Interpolymer complexation of a polymer brush

Sammanfattning: Controllable macromolecular gating between nanoscopic compartments is of high interest for single molecule studies of biological macromolecules. By definition, a good macromolecular gate should completely stop biomolecules, such as proteins, from crossing between compartments in its closed state while letting them pass in its open state. Polymer brushes of poly(ethylene glycol) have been proven excellent barriers for proteins in previous work, but are limited in terms of stimuli-responsive behaviour needed for macromolecular gating. In this thesis work, the pH reversible interpolymer complexation between a poly(ethylene glycol) brush and poly(methacrylic acid) was investigated as a potential macromolecular gating mechanism.

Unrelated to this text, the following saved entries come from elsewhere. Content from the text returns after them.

PR #60, opened 2024-10-28
test: fix flaky test case that checks if a hostname is unreachable

jewertow:
The test case "requests to c should fail" sometimes fails, because it does not receive any response, but it expects to get an error. The hostname should be unreachable, so missing responses are also correct in this case, and this behavior may be caused by a DNS response delay.

### DIFF
--- a/test/e2e/traffic_test.go
+++ b/test/e2e/traffic_test.go
@@ -69,12 +69,15 @@ func TestTraffic(t *testing.T) {
 		})
 
 		ctx.NewSubTest("requests to c should fail").Run(func(ctx framework.TestContext) {
-			a[0].CallOrFail(t, echo.CallOptions{
+			res, err := a[0].Call(echo.CallOptions{
 				Address: fmt.Sprintf("c.%s.svc.cluster.local", appNs.Name()),
 				Port:    ports.HTTP,
-				Check:   check.Status(503),
+				Check:   check.Error(),
 				Timeout: 1 * time.Second,
 			})
+			if err == nil || res.Responses.Len() != 0 {
+				t.Fatalf("the request did not fail and got the following response: %v", res)
+			}
 		})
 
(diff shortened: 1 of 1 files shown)


test/e2e/traffic_test.go
```diff
@@ -69,12 +69,15 @@ func TestTraffic(t *testing.T) {
 		})
 
 		ctx.NewSubTest("requests to c should fail").Run(func(ctx framework.TestContext) {
-			a[0].CallOrFail(t, echo.CallOptions{
+			res, err := a[0].Call(echo.CallOptions{
```
bartoszmajsak, line 72: Looking from n00b perspective - can we give `a` a meaningful name, or maybe even better, if possible, extract `a[0]` to  its own variable (thinking of `serviceA`)?

test/e2e/traffic_test.go
```diff
@@ -69,12 +69,15 @@ func TestTraffic(t *testing.T) {
...
 				Address: fmt.Sprintf("c.%s.svc.cluster.local", appNs.Name()),
 				Port:    ports.HTTP,
-				Check:   check.Status(503),
+				Check:   check.Error(),
 				Timeout: 1 * time.Second,
 			})
+			if err == nil || res.Responses.Len() != 0 {
+				t.Fatalf("the request did not fail and got the following response: %v", res)
+			}
```
bartoszmajsak, line 80: Again, n00b lenses:

- Wouldn't `Check:   check.Error()` above imply that  if we reach this line the `err` is always `nil`?  
- What if we get an empty response? Is it possible at all? Should we `Fatalf`  in such a case too?

jewertow: Thanks! I forgot about that check. I removed it.

test/e2e/traffic_test.go
bartoszmajsak: If it's a known convention there's no reason to introduce something else other than making it confusing.

bartoszmajsak (approved):
LGTM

Conclusions were based on the evaluation of the resulting surface complex using three surface sensitive characterisation techniques. Upon complexing at low pH, the polymer layer was found to adopt a shrunken state with significant behavioural changes, while completely reversing back to its initial state after a neutral pH had been introduced. This pH reversible interaction show great promise as a pH controlled macromolecular gating mechanism and calls for further studies with suitable nanostructures. To this end, the fabrication and properties of a new solid-state nanopore device is also presented, together with the direction needed for future work towards a new macromolecular gating system.